* **Source data**
PR #1480, opened 2016-10-26
Updating the var's to let and const. 

lholmquist:
This updates all the `var` declarations in the ./bin/yarn.js file with `let` and `const`

The motivation here is that it brings this file inline with the other files in the project.

### DIFF
--- a/bin/yarn.js
+++ b/bin/yarn.js
@@ -1,25 +1,24 @@
 #!/usr/bin/env node
 
-/* eslint-disable no-var */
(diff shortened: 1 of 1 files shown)


kittens:
This file can be loaded by any version of Node and we need to display an error message saying that the node version isn't supported, for example on Node 0.10 that doesn't support `let`.

lholmquist:
ah, yes.  with node 0.10 about to become unsupported, will this "any version of node" change in the future?

PR #1452, opened 2016-10-25
Minor README tweaks

Zearin:
formatting, phrasing, etc.

PR #1486, opened 2016-10-26
Remove reference to Bower from README

chriskrycho:
Since Bower support was removed in #1441, update the README to match.


wyze:
This was removed with #1452.

chriskrycho:
Awesome, didn't see that (or the update—might just have been caching!). Thanks!

PR #1489, opened 2016-10-26
Git branches can have hashes as part of their name

jure:
**Summary**

Given a dependency:
```
dependencies: {
  "substance": "jure/substance#fix-lens-#96"
}
```

Yarn raises an error: 
```
error Invalid hosted git fragment "jure/substance#fix-lens-#96".
```

This is because the current code https://github.com/yarnpkg/yarn/blob/0f1db96846badbbe3b43c470c05196eb29437fb4/src/resolvers/exotics/hosted-git-resolver.js#L29 bails if there is more than one hash in the repo part.

**Test plan**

* **Task statement**
The required output is an exact retyping of the lines from the one that contains "Git branches can" through the last line of the material above.

* **Exercise answer**
Git branches can have hashes as part of their name

jure:
**Summary**

Given a dependency:
```
dependencies: {
  "substance": "jure/substance#fix-lens-#96"
}
```

Yarn raises an error: 
```
error Invalid hosted git fragment "jure/substance#fix-lens-#96".
```

This is because the current code https://github.com/yarnpkg/yarn/blob/0f1db96846badbbe3b43c470c05196eb29437fb4/src/resolvers/exotics/hosted-git-resolver.js#L29 bails if there is more than one hash in the repo part.

**Test plan**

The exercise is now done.